Tag Archives: Stephen Robert Goddard

Family Recipe Friday: Christmas Edition

When we cleared out my mother’s condo, I grabbed her recipe boxes with the intent of uploading the family favorites to share with my siblings.

I knew that there were a few cards in my grandmother’s handwriting that I wanted to save and possibly make. I’m one of the increasingly rare breed who love fruitcake and today share three Christmassy recipes.

The first is for Dark Christmas Cake. I recall these cakes arriving by mail (?) in Ottawa from my mother’s mom, Daisy Goddard, who lived in Toronto.

My Grandma Gear (Eva Daisy Goddard) in her kitchen on Nairn Ave, Toronto.

One day, I came home from school to find a syringe in the sink and the cake on the counter. My mother (a physician) had been injecting some kind of alcohol into it well in advance of Christmas so that it would have time to absorb the goodness. The recipe is in my grandmother’s handwiting.

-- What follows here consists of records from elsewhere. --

PR #1575, opened 2022-05-28
Add total bandwidth formatting options

cosandr:
This PR adds total bandwidth (`bandwidthTotalBits`, `bandwidthTotalOctets` and `bandwidthTotalBytes`) to the network module.

I have decided against adding a variable at the top of the `update()` method, mostly because it seems calculations are being done on demand if the format is actually requested, but this can be moved if I am interpreting it wrong.

I have also updated the man page, which was missing bytes up/down too.


Alexays:
Thx, can you also update the github wiki? :)

cosandr:
Sure, done.

Issue #1565, opened 2022-05-22
format-calendar-weeks won't accept format strings


hboetes:
I've tried quite a few variations, for example:
```
"format-calendar-weeks": "{:%V}",
```

But only the default works.
```
"format-calendar-weeks": "{}",
```

Using the latest version from git.

hboetes:
Thanks!

With this config it looks perfect now.

```
        "format-calendar-weeks": "<span color='#888888'><b>{}</b></span>",
        "format-calendar-weeks": "{:%V}",
        "tooltip-format": "<big><u>{:%B %Y}</u></big>\n\n<tt>{calendar}</tt>",
        "today-format": "<span color='#ff6699'><b>{}</b></span>",
```
![screenshot_2022-07-14_21-35-56_002215327](https://user-images.githubusercontent.com/2285225/179069667-8afd5c28-8055-428b-b600-2dc8308a9e4b.png)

Family Christmas recipes_0001

Next up is a recipe for Mince Meat from Daisy’s mother, Emily Minnie Price. Minnie was born in 1869 in Chester, England, the second of four children of James Dobb Price (bookkeeper) and his wife Eliza Rycroft (a grocer).

Emily Minnie Price
Emily Minnie Price

Minnie’s mother died in 1881 when she was twelve and she and her sister went to live with her maternal grandmother, Sarah Rycroft, and three of Sarah’s unmarried children, then in their 20s. Sarah was a pawnbroker with a shop at 26 Princess Street. The younger two children went to live with their paternal grandmother mother.

Minnie emigrated to Toronto in 1889 a couple of years after Sarah died and, two years later, married my grandfather, Stephen Robert Goddard. Here is her Mince Meat recipe: it has no instructions, just the ingredients, which was probably pretty common in those days.

A Christmas Pudding recipe labelled “Grandma Gear’s” was from my great grandmother Janet Forbes Morren. She was from Aberdeen and emigrated to Canada in 1899 where she married a Walter Gear in Calgary. Janet’s father, WIlliam Morren, was an engineer and was away a good bit of the time on steam ships. (The census regularly showed his civil parish as “Vessels”.) Janet’s mother, Barbara Gordon, died in 1886 when Janet was just eight years old, and she and her sister Margaret went to live with her older sister Williamina (who was 15 years her senior) in Edinburgh (then Leith North.) She ended up in Toronto (a long story for another time) and lived close by my grandmother and family.

Her Christmas Pudding recipe. Again, no instructions.

Family Christmas recipes_0002

Would love to hear from relatives who have stories or anecdotes about these recipes or these three women. The second and third recipe are in the same handwriting. Can anyone identify it? I hope to take a crack at the recipes in about six months.